Sixty years later, Queen Elizabeth II still reigns

Monday, 6 February, marks the 60th anniversary of Queen Elizabeth II’s reign. REBECCA DAVIS takes a look back on a royal career spanning six decades.

If it had not been for an American woman born Bessie Warfield, Elizabeth Windsor would have led a very different life. Her uncle Edward was to be King of England, leaving her own father, George, second in line for the throne, and Elizabeth, as his oldest child, third in line. If Elizabeth had had brothers, she would likely not have ascended the throne either, but she only had a sister, Margaret, who was four years younger.

Elizabeth Windsor was born on 21 April 1926 at an address which is now a Chinese restaurant: 17 Bruton St, in Mayfair, her maternal family home. While her birth attracted interest, because Elizabeth was not destined for the throne, her early years passed with much less scrutiny than was later to be the case. Yet hers was no normal childhood: for her sixth birthday she received a giant Wendy-house “from the people of Wales”. And from a young age, it appeared that Elizabeth carried herself with the gravitas befitting a future monarch. When she was just two, Winston Churchill said of her: “She has an air of authority and reflectiveness astonishing in an infant.” 

When Elizabeth was 10 years old, something happened to change the course of her life forever. Uncle Edward abdicated, giving up the throne to marry divorced American socialite Wallis Simpson (born Bessie Warfield). Suddenly her father George was in power, as anyone who saw The King’s Speech would know. And suddenly Elizabeth was heiress presumptive to the throne of England. It is rumoured that her younger sister Margaret’s comment to her on the occasion of their father’s coronation was: “Does that mean you’re going to be Queen? Poor you.”

When World War II struck in 1939, the UK government felt strongly that the two princesses be evacuated somewhere safe, like Canada. But the two stayed behind at Windsor Castle, and while Margaret had no official duties, Elizabeth worked as a mechanic and truck driver for the last year of the war after enlisting in 1945. There is a wonderful photograph from that era which shows her squatting beside a car in a mechanic’s overall, about to carry out some act of maintenance. On the day the war ended, she and her sister received unusual permission from their parents to walk the streets of London unaccompanied. She recalled years later: “I remember we were terrified of being recognised… I remember lines of unknown people linking arms and walking down Whitehall, all of us just swept along on a tide of happiness and relief.”

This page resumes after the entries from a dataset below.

PR #4320, opened 2025-01-22
[Fix] Cannot find name 'MissingSelfGeneric'.

KhraksMamtsov:
## Type

- [ ] Refactor
- [ ] Feature
- [x] Bug Fix
- [ ] Optimization
- [ ] Documentation Update

## Description
I marked this type as internal by mistake and it disappeared in the resulting build. in this PR(https://github.com/Effect-TS/effect/pull/4298)

## Related

- Related Issue #
- Closes #

### DIFF
--- a/packages/effect/src/Effect.ts
+++ b/packages/effect/src/Effect.ts
@@ -13013,8 +13013,7 @@ export const Tag: <const Id extends string>(id: Id) => <
     return makeTagProxy(TagClass as any)
   }
 
-/** @internal */
-type MissingSelfGeneric = `Missing \`Self\` generic - use \`class Self extends Effect.Service<Self>()...\``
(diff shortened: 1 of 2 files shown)


packages/effect/src/Effect.ts
```diff
@@ -13013,7 +13013,6 @@ export const Tag: <const Id extends string>(id: Id) => <
     return makeTagProxy(TagClass as any)
   }
 
-/** @internal */
 type MissingSelfGeneric = `Missing \`Self\` generic - use \`class Self extends Effect.Service<Self>()...\``
```
IMax153, line 13016: @KhraksMamtsov - I _think_ the type should also be exported but not 100% sure.

IMax153: Nevermind - we do something similar in `Schema` and don't export the type.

Two years after the war’s end, Elizabeth married Philip, Prince of Denmark and Greece. The union raised some eyebrows, especially because Philip was of no particular financial standing and was also suspiciously foreign. His sisters had married Germans with Nazi links, and the Queen Mother allegedly used to refer to him sniffily as “The Hun”. But Elizabeth, madly in love with him, would not be deterred, and the two married in 1947. In the run-up to the wedding, she received thousands of clothing coupons in the post – fabric was still rationed in the post-war years, and well-meaning civilians wished to contribute towards her wedding dress. She had to send them all back, because it was illegal to give them away. Philip’s sisters were not invited to the wedding, and neither was her disgraced uncle, Edward.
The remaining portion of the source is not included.